園田円香はもはや驚かなかった。後藤先生がここまでの地位に上り詰めたのは、人を見る目があるからに違いない。
彼女は頷いて答えた。「はい、退職手続きをしに行かなければなりません。」
彼女は情熱を持ってさくらテレビに入社し、ずっと夢見ていた場所で働き始めたが、何度も失望を味わうことになった。
上司も、同僚も、局の問題処理の仕方も、すべて彼女の価値観や理念とは合わなかった。
彼女にとって、キャスターは単なる仕事ではなく、志でもあった。ここに留まれば、この環境に同化されるか、また同じような問題が起きるかのどちらかだった。
それならば、いっそ去る方がいい。
後藤淑子は微笑んで言った。「私が若かった頃と同じ気性ね。経験も似ているわ。」
「後藤先生……あなたも……さくらテレビを辞めようとしたことが?」園田円香は驚きの色を見せた。
彼女は後藤先生のファンとして、その経歴を暗記していた。ずっとさくらテレビにいて、一度も辞めたことはなかったはずだ。
「何度もよ。」後藤淑子は訂正した。
「……な、なぜですか?」
後藤淑子は軽く笑って言った。「理念の違いよ。あの老人たちのやり方も気に入らなかった。」
彼女が言う老人たちとは、局の幹部たちのことだった。
問題が起きるたびに、彼らは駒を捨てて車を守ることしか考えず、いつも他人に責任を押し付け、自分たちは潔白を装う。局の利益に関係なければ、何でもやりかねない連中だった。

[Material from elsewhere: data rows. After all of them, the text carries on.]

PR #806, opened 2024-07-23
chore: fix readme module names example for phi-1.5

jfrery:
layer names have been updated on HF


RomanBredehoft (approved):
now that's a long name

RomanBredehoft:
ah yes didn't see we are importing three layers now 😅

彼女の率直な物言いに、園田円香も率直に尋ねた。「あ……では、なぜ……まだここにいるんですか?」
「局が私を手放したくなかったからよ。だから、私の条件を受け入れざるを得なかった。自分のチームを作らせてもらったの。」
後藤淑子は事務所の床から天井までの窓を通して外のオフィスを見つめながら言った。「ここのキャスターと記者たちは、私にだけ従う。私のチームはさくらテレビのキャスターチームとは完全に分かれていて、私の部下は私にだけ責任を負えばいい。もちろん、最大限の自由も与えるし、何か問題が起きても、キャスター本人が法律や道徳の底線を越えていない限り、私が最後まで守り抜く!」
「今、私のチームには5人いるわ。外にいる2人と、取材に出ている3人。任務があれば外に出られるし、9時から5時までの打刻も必要ない。」